PR #30067, opened 2026-08-28
perf(guest-agent): reuse metrics log handle

### LINKED ISSUE #30032: perf(rust): reuse the metrics log handle across collection ticks
## Problem and evidence

The guest metrics collector opens and closes the same private `metrics.jsonl` file for every five-second sample. Each small JSONL record therefore repeats the secure traversal and validation of the complete runtime path.

- `crates/guest-agent/src/constants.rs:13-14` sets `METRICS_INTERVAL_SECS` to 5, so a one-hour run emits 720 samples.
- `crates/guest-agent/src/metrics.rs:169-174` calls `open_private_append` inside `write_metrics_entry`; the local `File` is dropped when each call returns.
- `crates/guest-contracts/src/runtime_paths.rs:517-622` opens and validates every parent component and tightens the final parent permissions on every open.
- `crates/guest-contracts/src/runtime_paths.rs:766-829` then opens, validates, and tightens the final file before returning it.
- For the normal `/home/user/.vm0/guest-agent/runs/<run-id>/logs/metrics.jsonl` layout, one sample performs at least 19 open/stat/chmod syscalls plus the corresponding descriptor closes. At 720 samples per hour, this is more than 20,000 repeated filesystem syscalls per guest-hour solely to reopen the metrics sink.
- The established system-log and sandbox-operations sinks already cache their securely opened `File` handles across writes (`crates/guest-common/src/log.rs:26-68` and `crates/guest-common/src/telemetry.rs:26-53`).

## Impact

Every metrics payload is only one JSON line, but its synchronous write currently repeats secure traversal and permission checks for the entire runtime path. This adds avoidable CPU and kernel/filesystem work on a Tokio worker every five seconds and scales with the number and duration of active guests.

## Decision

Proceed to planning a retained metrics sink. The problem is current, measurable from the implementation, and isolated to one writer lifecycle. Keeping the status quo preserves avoidable work, while weakening `open_private_append` would trade away security checks that are still required whenever a handle is opened.

## Constraints

- Initial opens and retries must continue to use `open_private_append`, preserving the current no-follow, regular-file, and private-permission checks.
- Metrics collection remains best-effort. A sink failure must not terminate the metrics loop or add repetitive failure logging.
- The JSONL payload format and five-second collection cadence remain unchanged.

## Acceptance criteria

- The metrics loop lazily opens the private append file and reuses the handle across collection ticks.
- A write failure drops the cached handle so a later tick can securely reopen it.
- Tests cover multiple JSONL records through the retained sink and reopening after an I/O failure.
- Existing metrics serialization and collection behavior remain unchanged.

seven332:
## Summary

- retain one lazily opened private metrics append handle across collection ticks
- drop the cached handle after a write failure so a later tick securely reopens the configured path
- add public-loop integration coverage for retained-inode writes and cached-write failure recovery

## Scope

- keeps metrics serialization, JSONL framing, five-second cadence, and best-effort behavior unchanged
- adds no logging, buffering, shared synchronization, public API, protocol, schema, path, or dependency changes
- replaces the implementation-coupled write helper test with real-filesystem integration coverage

## Test plan

- `cargo test -p guest-agent --test integration metrics`
- `cargo clippy -p guest-agent --all-targets -- -D warnings`
- `RUSTDOCFLAGS="-D warnings" cargo doc -p guest-agent --no-deps`
- `cargo test -p guest-agent`
- pre-commit Rust fmt, rustdoc, Clippy, file-size, and commitlint hooks

Closes #30032

### DIFF
--- a/crates/guest-agent/src/metrics.rs
+++ b/crates/guest-agent/src/metrics.rs
@@ -5,6 +5,7 @@
 
 use crate::constants;
 use serde::Serialize;
+use std::fs::File;
 use std::io::Write;
 use std::time::Duration;
 use tokio_util::sync::CancellationToken;
@@ -17,6 +18,43 @@ struct MetricsEntry {
     mem_total: u64,
     disk_used: u64,
     disk_total: u64,
+}
+
+/// Loop-owned metrics destination with a lazily opened append handle.
+///
+/// The retained descriptor continues targeting the opened inode across path
+/// replacement. A write failure drops it so the next tick securely reopens the
+/// configured path.
+struct MetricsSink {
+    path: String,
+    file: Option<File>,
+}
+
+impl MetricsSink {
+    fn new(path: String) -> Self {
+        Self { path, file: None }
+    }
+
+    fn append(&mut self, entry: &MetricsEntry) {
+        let Ok(json) = serde_json::to_string(entry) else {
+            return;
+        };
+
+        let file = match self.file.as_mut() {
+            Some(file) => file,
+            None => {
+                let Ok(file) = guest_contracts::runtime_paths::open_private_append(&self.path)
+                else {
+                    return;
+                };
+                self.file.insert(file)
+            }
+        };
+
+        if writeln!(file, "{json}").is_err() {
+            self.file = None;
+        }
+    }
 }
 
 /// Tracks previous `/proc/stat` counters for delta-based CPU measurement.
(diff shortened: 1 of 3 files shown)


seven332:
## Code Review: PR #30067

**Reviewed head:** `50f636b5480f74f3f97c2ac033ba58c646a268f9`

### Summary

The metrics loop now retains one lazily opened private append handle across ticks and drops it after a write failure so the next tick can securely reopen the configured path. The change preserves payload, cadence, best-effort behavior, and private-file validation without adding logging or synchronization.

### Findings

No findings.

### Testing

Verified the focused metrics integration tests, Rust formatting, guest-agent Clippy, rustdoc, and the full guest-agent test suite. The integration coverage exercises retained-inode writes and recovery after a cached-handle write failure with real files; no broader cross-crate suite was run because no shared contract or public interface changed.

### Verdict

LGTM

◇ ◇ ◇ ◇ ◇ ◇ ◇

If the string "public" appears in a line of the entries, report the line.

[Output for this exercise]
- add public-loop integration coverage for retained-inode writes and cached-write failure recovery
- adds no logging, buffering, shared synchronization, public API, protocol, schema, path, or dependency changes
Verified the focused metrics integration tests, Rust formatting, guest-agent Clippy, rustdoc, and the full guest-agent test suite. The integration coverage exercises retained-inode writes and recovery after a cached-handle write failure with real files; no broader cross-crate suite was run because no shared contract or public interface changed.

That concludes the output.